Te busco, vida, con mi actitud frontal y opuesta
al viento divisor.
Con mi profundidad de mina que no ama,
pero que aloja un mundo de sorda maravilla.
Con mis grandes y tempestuosas superficies de nieve
habitadas por corpulentos osos blancos.
Con mi rostro de monolito que yacía sepulto
y volvió de los senos de la tierra
con un dolor incógnito tallado en las miradas.
Y te busco en las espirales de niebla
que suelen adherirse a las cúspides rocosas
como el pensamiento de un hombre purificado por las alturas,
y pasar ante el sueño de los pájaros
y el nivel natural de las lagunas,
con lentitud de espuma de la brisa
que conduce en sus iris migratorios
el molde sin orillas de un espíritu.

Quiero ser por ti, vida, no el arbusto desarraigado
que la potencia del terreno viste
de oscuro esparto y corrosiva lama.
Débil en él la luz se crucifica
y las evoluciones geológicas se pudren
en su palidez de falsaria flor.
Deseo la raíz nervuda como brazo sagitario;
tronco toral guardado por sólida corteza;
ramas donde las hojas proclamen la jerarquía del bosque
y punta imanadora de infinito,
para atraer la furia del sol, los diques de las nubes
y el silencio de formas adorantes
sumidas en los cúmulos nocturnos.

Si es necesario, vida, que para hallarte forme de la nada
sitios en donde exista mi propia primavera,
desde mi autónomo continente
puedo crear hosco universo
con mares agresores circundándole;
canteras como torsos contraídos;
estructuras de sal atormentada,
y un comienzo de hundida primavera
comunicándoles desde abajo a las cosas
agobiador poder.

Si he de invocar el otoño benévolo para hallarte,
me basta alzar los ojos y las primeras hojas amarillas
entregan al mundo las claves de sus mustios labios.
El otoño ha estado siempre conmigo, vida.
En él te puedo hallar.
En él te ansío ver.
En él te quiero oír.
Hay una indisoluble consonancia
entre el otoño y mi espíritu.
Entre el otoño y yo no fluye el tiempo
ni se destiñen sus azules linos.
En el otoño amé a una mujer magnánima
que se alejó de mí bajo sus nubes.
He leído en él como en un cuaderno de antiguas estampas
muchas profundas cosas del alma y de la tierra,
y he escrito en el otoño suaves palabras transparentes
que tal vez alguien recuerde un día después de mí.
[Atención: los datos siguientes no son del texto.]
Issue #321, opened 2026-06-12
infra parsers fold child stderr only in Passthrough tier — success-with-warnings loses stderr


dean0x:
Follow-up from #317 (Workstream 6, item 3).

After #317, *unexpected* non-zero exits raw-forward full stdout+stderr, and file/db wrappers forward child stderr verbatim in the compressed path. The remaining gap: infra parsers (curl, gh, docker, kubectl, aws, terraform, …) only surface child stderr when the parse degrades to Passthrough tier (via `combine_output`). A command that **succeeds (exit 0) but emits warnings on stderr** and parses at Full/Degraded tier silently drops those warnings.

Examples: `docker build` deprecation warnings, kubectl server-side warnings (`Warning: ...` on stderr with exit 0), terraform provider warnings.

Disposition to evaluate per-tool: forward stderr verbatim (as file/db now do), or fold stderr warnings into the compressed rendering. Blanket `forward_stderr=true` was deliberately NOT applied to infra in #317 because several infra tools write progress/noise to stderr (curl progress meter, docker pull layers) that compression exists to remove.

Issue #320, opened 2026-06-12
file wrappers: MAX_DISPLAY_ENTRIES=100 truncates df/du/env/find/ls/ps/wc output


dean0x:
Follow-up from #317 (Workstream 6, lower-priority sibling of the grep/rg fix).

The file-family wrappers (df, du, env, find, ls, ps, wc) cap rendered entries at `MAX_DISPLAY_ENTRIES = 100` with a visible footer. Unlike the (now fixed) grep/rg silent caps, this truncation is at least *visible*, but it still violates the "compress, never truncate" principle from #317: skim must never show less information than the raw tool, only re-encode it.

Disposition options:
- Remove the cap entirely (input is already bounded by the runner's 64 MiB cap, so no unbounded allocation).
- If a bound is kept for a specific tool, route it through the shared `elision_marker()` helper (exact counts + `SKIM_PASSTHROUGH=1` hint).

Same principle, lower frequency/impact than grep — agents rarely need >100 `ls` rows, but `find` results are diagnostics and should not be capped.

Issue #319, opened 2026-06-12
PATH wrappers: pipe segments and harness Grep tool double-interception


dean0x:
Follow-up from #317 (Workstream 5c known limitation).

When PATH wrappers are installed (`skim init --wrappers`), a pipeline like `git diff | grep TODO` becomes `skim git diff | skim grep TODO` — each segment is independently intercepted, so the grep consumer sees *compressed* producer output rather than raw output. The rewrite hook now refuses to rewrite piped commands (#317), but PATH wrappers operate per-process and cannot see the pipeline shape.

This is **not solvable process-locally**: agent harnesses pipe all stdio, so isatty heuristics would disable wrappers entirely.

Scope to investigate:
- Can the wrapper detect it is mid-pipeline at all (e.g. via parent shell introspection)? Likely no — document and decide.
- Should PATH wrappers intercept the harness Grep tool's underlying rg invocations? (Open question carried from #317.)
- Whether wrappers should auto-passthrough when stdin is a pipe from another skim wrapper (e.g. env-var breadcrumb `SKIM_IN_PIPELINE`).

Until resolved, the limitation is documented in `cmd/init/wrappers.rs` and README.

PR #322, opened 2026-06-12
fix(#317): compress, never truncate — wrapper transparency + rewrite-hook correctness

### LINKED ISSUE #317: tech-debt: command wrappers truncate output instead of compressing (compress, never truncate)

dean0x:
Closes #317.

Skim's contract is now structural: **wrappers may re-encode output, never show less than the raw tool; rewrites must reconstruct the command byte-faithfully or bail.** Seven commits, one per workstream — each lands green.

### 1. Loud elision helper (`output::elision_marker`)
Any genuinely unavoidable safety bound must state exact counts + the escape hatch: `[skim] N <unit> omitted (X of Y shown) — SKIM_PASSTHROUGH=1 for full output`.

### 2. grep/rg: every match, truthful labels
- `MAX_MATCHES_PER_FILE=5` / `MAX_FILES_SHOWN=50` deleted — grouping stays (re-encoding), truncation goes; `shown == total`, no `(showing K)`.
- `GrepArgs::scan` classifies the argv (value flags, `--`, clusters, GNU option permutation): single-file output is attributed to the real operand path — not `<stdin>` — and the `file:line:content` regex is skipped when grep could not have produced that format (kills misattribution).
- Unattributable lines abort structured parsing → lossless passthrough; `Binary file … matches` notices preserved.

### 3. Exit-disposition matrix (execution path)
- `classify_exit` runs on the raw `Option<i32>` before any default — signal kills are always unexpected.
- **Unexpected failure → raw forward**: full stdout+stderr byte-faithfully (before ANSI strip), `[skim] {tool} exited N; raw output (not compressed).`, zero-savings `raw` analytics tier. `grep pat /nonexistent` now shows `No such file` and exits 2.
- `expected_exit_codes` + `forward_stderr` added with **no defaults** — all 36 `ToolRunConfig` sites + 3 direct sites carry explicit audited values.
- Notice matrix: expected failure at Passthrough tier is silent (grep no-match = raw-grep parity); Full/Degraded keep the escape-hatch notice.
- `forward_stderr=true` (file+db families): success-with-warnings stderr is no longer dropped.

### 4. Test wrappers: failure detail always survives
- Stable-toolchain `cargo test` (the default path): `parse_failure_details` state machine over `---- <name> stdout/stderr ----` blocks attaches each failing test's captured output — `panicked at <file:line:col>` always survives (Addendum-2 repro is a fixture + regression test). `TestResult.context` safety net renders a `--- failure context ---` block when block parsing yields nothing.
- `failure_context_body`: section runs from the FIRST failure marker to EOF; ≤350 lines whole, else head(300) + loud elision + 50-line recap. go/pytest/vitest/playwright inherit.
- `MAX_ENTRIES=100` scrape cap removed (failing test names are diagnostics).
- `run_parsed_command_with_exit`: piped failing runs derive exit 1 instead of the fabricated stdin exit 0.

### 5. gh/db/curl/aws: Group A caps removed
- gh: full issue/PR bodies (was 10 lines), ALL comments in full (was 3 × 120 chars), every failed step, no list/checks `MAX_ITEMS`, no api array `take(50)`; api depth/string elision exact+loud; release markers aligned; streaming 64KiB cap now splits losslessly (+1 byte no longer dropped).
- db: `MAX_DB_ROWS=100` + 40-char cell chop removed — every row, full cells; loud marker only when the tool's own footer claims more rows than parsed.
- curl/aws: `MAX_ITEMS=100` removed (16MiB JSON gate already bounds input).
- Kept (Group C): `MAX_JSON_BYTES`, JSON depth limits, `MAX_SUITE_DEPTH`.

### 6. Rewrite hook: never corrupt a command
- **5a** `--session-id` accepted on all paths — every hook-rewritten `cat <file>` with session attribution used to error. New e2e test class executes the emitted command.
- **5b** `rewrite_would_corrupt` bails on newlines / heredocs / `$()` `${}` / backticks / unmatched quotes / lossy whitespace, on every rewrite path — fixes the 72-session / 180-failure multi-line `git commit` corruption. One-line commits still rewrite.
- **5c** Pipes wholly rewrite-free (user-approved): any top-level `|` passes through. Pipe-rewrite machinery deleted and the `exclude_pipe_source` field stripped from all 154 rule instances — `rules.rs` is **modified (−154 lines), not removed**; the rule table itself is intact and the skipped-specific-rule suppression behavior is pinned.
- **5d** `.d.ts`/`.d.mts`/`.d.cts`/`.pyi` → `--mode=structure` (pseudo strips declaration files to nothing); mixed lists bail.
- **5e** Session-id injection works on the structured parts vector — correct for `;` too.

### 7. Docs
CLAUDE.md design constraint; wrapper pipe limitation documented (`wrappers.rs`, README) and tracked in #319.

## Verification
- `cargo test --all-features` (46 targets), `cargo clippy -- -D warnings`, `cargo fmt --check` — all green.
- All 9 issue repros from the plan run against this clone's release build (grep counts/labels/errors/silence, cargo panic + exit code, heredoc hook bail, session-id round-trip exec, pipe passthrough, `.d.ts` structure mode).
- Hot path untouched: 1600-line transform at ~8ms (target <50ms).

## Follow-ups (filed up front)
#319 (wrapper pipeline double-interception), #320 (file-family display cap), #321 (infra stderr on success-with-warnings).


dean0x:
**Post-push self-review finding (fixed in c6ebec9):** an adversarial review pass on this branch found one HIGH correctness bug in the redirect handling that predates this PR but falls squarely in its byte-faithfulness contract:

`strip_segment_redirects` strips only *recognized* redirect forms and re-appends them at segment end, so a recognized redirect preceding an unrecognized `>file` got reordered past it:

```
cargo build 2>&1 >log.txt && cargo test     # stderr→terminal, stdout→log
→ skim cargo build >log.txt 2>&1 && …       # BOTH→log (fd routing flipped)
```

`rewrite_would_corrupt` now bails on that shape (recognized redirect followed anywhere by an unrecognized `>`-bearing token — deliberately coarse, over-bail-by-design). Safe orders (`>log 2>&1`, recognized-only combos) still rewrite. Covered by 4 new unit tests (including one pinning the underlying reorder so the guard is provably load-bearing) + 2 hook e2e tests. Full suite, clippy, fmt green.

dean0x:
## Code Review Summary

**10-reviewer pass: NO BLOCKING ISSUES**

All reviews completed green across security, architecture, complexity, consistency, regression, rust, testing, and documentation. Scores: 8–10/10 across reviewers. Test suite verified: `cargo test --workspace` 5432 pass / 0 fail. `cargo clippy --all-targets -- -D warnings` clean.

---

## Should-Fix Findings (7 items, all ≥80% confidence)

### 🔒 Security (2)

**hook.rs:277 — Watchdog atomic-write race (Confidence: 80%)**
- **Risk**: The watchdog thread calls `process::exit(0)` after 5s. If it fires while the main thread emits the hook-response JSON via `println!` (line 277), the agent could receive truncated JSON on stdout.
- **Impact**: Low probability, but silent partial-JSON is a correctness risk on the security-sensitive output path.
- **Fix**: Build the full `json_out` string and emit atomically as `write_all().flush()` before the watchdog window:
  ```rust
  let json_out = serde_json::to_string(&response)?;
  let stdout = std::io::stdout();
  let mut handle = stdout.lock();
  handle.write_all(json_out.as_bytes())?;
  handle.flush()?;
  ```

**grep.rs:187–193, 287 — Output misattribution (Confidence: 82%)**
- **Risk**: When grep runs on one non-`-` operand with no `-r`/`-H`, output lines are attributed to `file_operands[0]` (the argv-derived label) without verifying it matches grep's actual filesystem access.
- **Impact**: If the operand contains an unexpanded glob (edge cases the corrupt guard allows), the displayed file attribution can name a path that didn't produce the lines — output-integrity/misattribution concern. Bounded: compress-never-truncate is honored, no bytes dropped.
- **Fix**: Add a doc-comment to `single_unprefixed_target` noting that the label is argv-derived and NOT verified against grep's actual filesystem access, so downstream consumers should not treat it as authoritative. No code change strictly required.

---

### 🏗️ Architecture (1)

**pkg/mod.rs:126 — `forward_stderr` hardcoded (Confidence: 92%)**
- **Issue**: The PR states "thread `expected_exit_codes` + `forward_stderr` with NO defaults" across ToolRunConfig. This holds for most families, but `run_pkg_subcommand` hardcodes `forward_stderr: false` (line 126) while exposing `expected_exit_codes` explicitly.
- **Impact**: One of two #317 fields is silent-defaulted; defeats the "explicit audit every site" invariant. Low runtime risk (pkg genuinely wants `false`), but architectural inconsistency.
- **Fix (option b, cheaper)**: Document in `PkgSubcommandConfig` doc-comment that `forward_stderr: false` is a deliberate family-level constant, making the asymmetry intentional and discoverable.

---

### 🎯 Consistency (1)

**gh/api.rs:269, 318, 329 — Elision format divergence (Confidence: 85%)**
- **Issue**: This PR centralized on `output::elision_marker` for all truncation notices. However, `compact_json_value` hand-rolls depth/string elision notices instead of using the shared helper. Compare to sibling `curl.rs:592` which handles the identical "JSON object exceeds key cap" case WITH the shared helper.
- **Impact**: Two JSON-compaction wrappers, two different elision idioms — inconsistent with the PR's uniformity goal (#317).
- **Fix**: Express bounds via `elision_marker` where a count is available (e.g. `elision_marker(map.len(), total, "object keys")`), so the `[skim] … SKIM_PASSTHROUGH=1` suffix is identical across all sites.

---

### 📊 Complexity (1)

**grep.rs:100–183 — `GrepArgs::scan` approach limit (Confidence: 82%)**
- **Issue**: ~83 lines, cyclomatic complexity 12–15 (borderline HIGH). Handles three distinct branches (positionals, long-flag 14-entry table, short-cluster `-rn`/`-A3`) with 4–5 nesting depth in short-cluster arm.
- **Mitigation**: Exhaustive unit tests + clear doc-comments. Function is correct.
- **Optional low-risk refactor**: Extract short-flag cluster loop into `fn scan_short_cluster(...)` and long-flag dispatch into `fn scan_long_flag(...)`, removing duplicated `i += 1` logic and dropping each piece below 30 lines / depth 3.

---

### 🦀 Rust (1)

**streaming.rs:133–142 — UTF-8 lossy at chunk boundary (Confidence: 85%)**
- **Issue**: `read_line_lossy` splits overlong lines into 64 KiB chunks and decodes each with `from_utf8_lossy`. When a multi-byte UTF-8 codepoint straddles the boundary, trailing partial bytes → `U+FFFD` + leading partial bytes of next chunk → `U+FFFD` — reassembled content is NOT byte-faithful (4-byte char can become 6 bytes).
- **Doc/reality gap**: Test name asserts "every byte of the raw line must survive across chunks" but only holds for ASCII.
- **Fix (low-risk option)**: Soften doc-comment and test names to "every byte of valid UTF-8 survives; multi-byte chars split at 64 KiB cap degrade to U+FFFD per AD-STR-6", matching the intentional lossy contract.

---

### 🧪 Testing (1)

**cargo.rs:487–524 — `parse_failure_details` coverage gap (Confidence: 88%)**
- **Issue**: State machine (block-header regex with lazy `.+?` for doctest names with spaces, multi-block append) has only one e2e test with a single-block fixture. The append-on-second-block branch, lazy quantifier, and bare `failures:` terminator are unexercised.
- **Impact**: Regression in any of those branches would pass the full suite green. By contrast, sibling `failure_context_body` is thoroughly unit-tested (8+ scenarios).
- **Fix**: Add `#[cfg(test)]` unit tests directly calling `parse_failure_details` with:
  - (a) Two-block same-test input (stdout + stderr blocks) asserting both bodies are concatenated
  - (b) Doctest-style header `---- src/lib.rs - module (line 10) stdout ----` asserting names with embedded spaces are captured

---

## Documentation Note

The PR description states "rewrite/rules.rs entirely removed (-154)" but the file was **modified, not deleted** (2216 → 2062 lines). The `exclude_pipe_source` field was stripped from the struct and all 154 rule instances; the rule table itself is intact. Consider correcting the PR body to avoid reviewer confusion.

---

## Recommendation

**APPROVED** with optional should-fix follow-ups. The 7 findings above are architectural/maintainability improvements, not blockers. Per ADR-001 ("if you see something, do something"), the author may choose to address them now or defer to follow-up PRs. The core #317 invariant (compress, never truncate) is well-implemented across all wrappers, tests are comprehensive (no regressions), and the security boundaries are sound.

---

*Reviewed by: security · architecture · complexity · consistency · regression · rust · testing · documentation*

*Standards applied: SOLID, PF-002, PF-003, PF-007, PF-008, ADR-001, AD-STR-6, feature-knowledge:build-parsers*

Para encontrarte, vida, exploro
no ya tus tiernas semejanzas en que mis dedos tocan
tu madurez como en la carne de la vid
sino las partes ásperas,
las primitivas zonas
donde el estaño y el granito sueñan
con la hermosura orgánica del hombre.
Orbe misterioso
que siempre me ha llamado desde su angustia física,
haciéndome señales con su luz de carburo;
incitándome a amarle con sonidos menores,
y descubriendo su magnitud yerta,
que algo tiene de trágico y divino.

Te busco hasta en la muerte que gobiernas
con el orden total de tus designios.
Oh, multiplicadora de todos los números.
Oh, cantidad indivisible.
Mas, ¿qué pueden, respóndeme, los ébanos mortuorios
contra la eternidad de tus criaturas?
y la disgregación de las moléculas,
¿qué puede, respóndeme, contra la fuerza de tus vínculos?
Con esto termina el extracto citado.